I am ___________ ___ ___________ ______________ _________

It's just that ___________ ____________ ___________ _ _______ 

Un________

WO_______


----------



## JE3146 (Jan 15, 2008)

Holy hell...

I'm speechless. That's a bomb of all bombs.


----------



## Aladdin Sane (Aug 25, 2006)

Holy freaking cow

Good luck recovering from that!!


----------



## 68TriShield (May 15, 2006)

In the words of Achmed the dead terrorist..."Holy Crap"!!!!!!!!:r


----------



## GHC_Hambone (Jun 12, 2007)

Oh my lord! That is total devastation right there. Nice hit!


----------



## jonny0783 (Dec 3, 2007)

That is the most insane damgage I have ever seen or ever even imagined!!!!! I am sure you are doing the :chk:cb:chk:ss:chk


Jon:ss


----------



## MeNimbus (Dec 18, 2006)

Way to go Patrick! :r That was one helluva bomb. :tu


----------



## AuburnFan1980 (Jul 15, 2006)

I just shit my pants.

JWR


----------



## Lorglath (Aug 22, 2007)

AuburnFan1980 said:


> I just shit my pants.
> 
> JWR


:tpd: that is un godly!


----------



## Old Sailor (Jul 27, 2006)

Touch down!!! awesome group, way ta go Patrick:tu:tu


----------



## Puffin Fresh (Nov 1, 2006)

Wow. Just like a redskins fan, he turned on his friends. :r I keed.


----------



## smokeyscotch (Apr 26, 2007)

Good Lord! That is a B&M in a Box!


----------



## txdyna65 (Aug 21, 2006)

Not real surprising coming from Patrick.....still one hell of a bomb though :tu


----------



## CigarMonkel (Jan 7, 2008)

um.... :BS = what i just did in my pants when i saw that bom


----------



## dunng (Jul 14, 2006)

Wow, crazy hit!

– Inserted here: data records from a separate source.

PR #9441, opened 2018-05-15
Fixed empty blob

YaroslavRepeta:
### Pull Request check-list

### Description of change

SELECT query returns null instead of empty Buffer for BLOB type

### DIFF
--- a/lib/dialects/mysql/data-types.js
+++ b/lib/dialects/mysql/data-types.js
@@ -43,13 +43,7 @@ module.exports = BaseTypes => {
   inherits(BLOB, BaseTypes.BLOB);
 
   BLOB.parse = function(value, options, next) {
-    const data = next();
-
-    if (Buffer.isBuffer(data) && data.length === 0) {
-      return null;
-    }
-
-    return data;
+    return next();
   };
 
   function DECIMAL(precision, scale) {
--- a/lib/dialects/mysql/data-types.js
+++ b/lib/dialects/mysql/data-types.js
@@ -36,16 +36,6 @@ module.exports = BaseTypes => {
   BaseTypes.GEOMETRY.types.mysql = ['GEOMETRY'];
   BaseTypes.JSON.types.mysql = ['JSON'];
 
-  function BLOB(length) {
-    if (!(this instanceof BLOB)) return new BLOB(length);
-    BaseTypes.BLOB.apply(this, arguments);
-  }
-  inherits(BLOB, BaseTypes.BLOB);
-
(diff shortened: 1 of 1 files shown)


lib/dialects/mysql/data-types.js
```diff
@@ -43,13 +43,7 @@ module.exports = BaseTypes => {
   inherits(BLOB, BaseTypes.BLOB);
 
   BLOB.parse = function(value, options, next) {
-    const data = next();
```
sushantdhiman: I dont think so this works, can you show me a failing case

YaroslavRepeta: I'm not sure where the right place to add test case for this.

What I did here is only removed
https://github.com/sequelize/sequelize/blob/master/lib/dialects/mysql/data-types.js#L48-L50
what causes returning null instead of empty buffer.

sushantdhiman: Ok show me example of what you are trying to solve, paste it here

YaroslavRepeta: Something like:
expect((await model.findOne({ some_where_clause })).empty_buffer_column).to.equal(Buffer.from(""));

In fact `mysql2` what is used returns empty buffer in select queries, when `sequelize` catches that and returns null instead.

sushantdhiman:
Ok so I have tested this change

```js
User
  .sync({ force: true })
  .then(() => {
    return User.bulkCreate([{
      username: 'anc',
      data: Buffer.from('')
    }, {
      username: 'anc',
      data: null
    }]);
  })
  .then(() => {
    return User.findAll();
  })
  .then(users => {
    console.log(users[0].data, users[1].data);
  });

### Output
<Buffer > null
```

It seems MySQL2 now handles null case correctly, so as expected binary `null` should be returned as null but empty buffer should be returned as buffer.

If you can add a test around here https://github.com/sequelize/sequelize/blob/master/test/integration/model.test.js#L2526

Some related issues https://github.com/sequelize/sequelize/pull/8661  https://github.com/sidorares/node-mysql2/issues/668

lib/dialects/mysql/data-types.js
```diff
@@ -43,13 +43,7 @@ module.exports = BaseTypes => {
   inherits(BLOB, BaseTypes.BLOB);
 
   BLOB.parse = function(value, options, next) {
```
sushantdhiman: BLOB function from this file, we will now go with mysql2 default

Issue #9376, opened 2018-05-01
Tests can fail when running with docker on Mac/Windows


mjy78:
## What are you doing?

Running integration tests using docker on a Windows or MacOS host can sometimes fail with date assertions.

An example of one such test is in ~/test/integration/postgres/data-types.test.js around line 159 `it("should be able to create and update records with Infinity/-Infinity")`, in which case the assertion `expect(new Date(user.sometime)).to.be.withinDate(date, new Date());` can sometimes fail due to the date that is returned from the db being a few hundred ms ahead of the expected date range.

This is only one example test case, there are a number of others where I've seen similar behaviour.

## What do you expect to happen?

These test cases should pass. The `date` (first param of the withinDate() assertion) is initialised before the DB insert operation, and the `new Date()`  is called after the insert. The date initialised in the DB (from calling NOW) should fall within these two values.

## What is actually happening?

These test cases fail due to time drift that occurs between the host (executing the test code) and the VM running the db (postgres/mysql) containers. 

Some test cases initialise dates in the database with `this.sequelize.fn('NOW')` when generating test rows. Due to time drift, the time in the database container can be a fraction (even just a few hundred ms) ahead of the host. This can cause some test assertions to fail where the assertion is expecting the result from the db to fall within dates created before and after the db insert statement.

__Dialect:__ postgres
__Database version:__ 9.5
__Sequelize version:__ 4.37.6
__Tested with latest release:__ Yes

The root cause of this issue is the time drift that can occur between host and docker containers on MacOS and Windows, however I believe we can avoid this issue all together if we change our documentation and test process to execute the tests inside a container rather than on the host. This way both the test execution and db containers will run using the same system time (of the docker VM).

As an example, if I run the following, the integration tests complete successfully on MacOS...

```
docker-compose run --rm -e DIALECT=postgres -e SEQ_HOST=postgres-95 sequelize npm run test-integration
```

I'm thinking a clean approach might be if the docker configuration and npm "docker" scripts were handled internally within the "sequelize" docker service. We could get to the point where contributors only need to install docker on their host (regardless of it being Windows/MacOS/Linux) and run something like:

```
docker-compose run --rm sequelize npm run test-docker
```

Thoughts?

papb:
Hello, is this still an issue with latest sequelize and docker for windows?

PR #9455, opened 2018-05-19
fix: Use node 8 on docker image

caiquecastro:
The package @semantic-release/github, that is a direct dependency for the project requires node >=8.3.

### DIFF
--- a/Dockerfile
+++ b/Dockerfile
@@ -1,4 +1,4 @@
-FROM node:6
+FROM node:8
 
 RUN apt-get install libpq-dev
 


sushantdhiman:
Which package requires 8.3 > ? (Apart from semantic release which is only used in CI)

caiquecastro:
It's the semantic release package. If I don't have the libraries required to run the project on my machine, I cannot run yarn install on the docker container running the node 6 version image. Only if I run with --ignore-engines. The PR was a suggestion to make the things easier for collaborators. I also think it's better to use a Active LTS version instead of a Maintenance LTS.

sushantdhiman:
> It's the semantic release package. If I don't have the libraries required to run the project on my machine, I cannot run yarn install on the docker container running the node 6 version image.

Contribution docs no where use this docker file, it was used to build service in past but not now. Until we are actually using it somewhere, there is no point changing it.

> I also think it's better to use a Active LTS version instead of a Maintenance LTS.

We can't just jump skip past Node versions for reasons like support by cloud services, usages patterns etc. I think a big group still use Node 6 that's why with v5 we have decided to go with Node 6.

So unless we start using this service to run tests (see https://github.com/sequelize/sequelize/issues/9376), I see no point changing it. Even after that I think we should keep this image on minimum supported Node version.

> Only if I run with --ignore-engines.

What is yarn's behaviour for this, it refuses to install all dependencies or just skip that one? If there is no hard error I guess everything else should work

caiquecastro:
Without the  --ignore-engines, it doesnt install any dependency with yarn. But I got your reasons. We can close it if you want.

PR #9458, opened 2018-05-20
fix: create nested with belongs not allowing null

caiquecastro:
### Pull Request check-list

This PR contains only the breaking test.


sushantdhiman:
Moved #9466

Issue #4708, opened 2015-10-22
[bug?] Creating with associations


alekbarszczewski:
I want to create Company instance along with associated Address:

``` js
var Sequelize = require('sequelize')

var sequelize = new Sequelize('postgres://localhost/db', { logging: console.log })

var Company = sequelize.define('Company', {
  AddressId: {
    type: Sequelize.INTEGER,
    allowNull: false,
    unique: true
  }
})

var Address = sequelize.define('Address', {
  street: Sequelize.TEXT
})

Company.belongsTo(Address)

sequelize.sync({ force: true })
.then(function () {
  return Company.create({
    Address: { street: 'street1' }
  }, {
    include: [
      Address
    ]
  })
})
```

Output:

```
Unhandled rejection SequelizeValidationError: notNull Violation: AddressId cannot be null
    at /Users/alek/Desktop/pros/node_modules/sequelize/lib/instance-validator.js:72:14
    at tryCatcher (/Users/alek/Desktop/pros/node_modules/sequelize/node_modules/bluebird/js/main/util.js:26:23)
    at Promise._settlePromiseFromHandler (/Users/alek/Desktop/pros/node_modules/sequelize/node_modules/bluebird/js/main/promise.js:507:31)
    at Promise._settlePromiseAt (/Users/alek/Desktop/pros/node_modules/sequelize/node_modules/bluebird/js/main/promise.js:581:18)
    at Promise._settlePromiseAtPostResolution (/Users/alek/Desktop/pros/node_modules/sequelize/node_modules/bluebird/js/main/promise.js:245:10)
    at Async._drainQueue (/Users/alek/Desktop/pros/node_modules/sequelize/node_modules/bluebird/js/main/async.js:128:12)
    at Async._drainQueues (/Users/alek/Desktop/pros/node_modules/sequelize/node_modules/bluebird/js/main/async.js:133:10)
    at Async.drainQueues (/Users/alek/Desktop/pros/node_modules/sequelize/node_modules/bluebird/js/main/async.js:15:14)
    at process._tickCallback (node.js:442:13)
```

It has a little bit of everything! :ss


----------



## str8edg (Dec 30, 2007)

That is one sick bomb!!!

Brother enjoy, enjoy, enjoy!!


----------



## stevieray (Sep 28, 2006)

That is insane!!! WTG Patrick :tu


----------



## newcigarz (Feb 11, 2007)

That's Sweet! Nice job Patrick! :tu


----------



## massphatness (Jan 4, 2008)

*WTF!*
Bro, how are you still standing after being hit with that motherlode?

Very Nice!


----------



## tenbaseg (Oct 27, 2007)

That's more than my entire inventory! Nice hit. :dr


----------



## Mr.Maduro (Aug 2, 2006)

You took the time to formally introduce yourself to me via PM due to our common interest in the Redskins! I just wanted to day "Welcome to the Jungle!!"

Enjoy!! :tu


----------



## awsmith4 (Jun 5, 2007)

Damn that's awesome!


----------



## stevieray (Sep 28, 2006)

Mr.Maduro said:


> You took the time to formally introduce yourself to me via PM due to our common interest in the Redskins! I just wanted to day "Welcome to the Jungle!!"
> 
> Enjoy!! :tu


Hey!!! I'm a Miami Dolph.....I mean Redskins fan PM SENT!!!!!!!!!   j/k


----------



## JCK (Nov 9, 2006)

Dang.. that is one massive hit!!!!!!!!! WTG Patrick


----------



## cmk325i (Jan 25, 2008)

holy HELLLLLL IF U NEED HELP SMOKING ILL HELP


----------



## RHNewfie (Mar 21, 2007)

Holy Cow!! Talk about destruction!


----------



## jjirons69 (Jul 15, 2007)

You got owned, you got owned, YOU GOT OWNED!!!

Very nice, Patrick!!


----------



## Poriggity (Dec 8, 2005)

HOLY CRAP! Thats a BOMB!!!
Scott


----------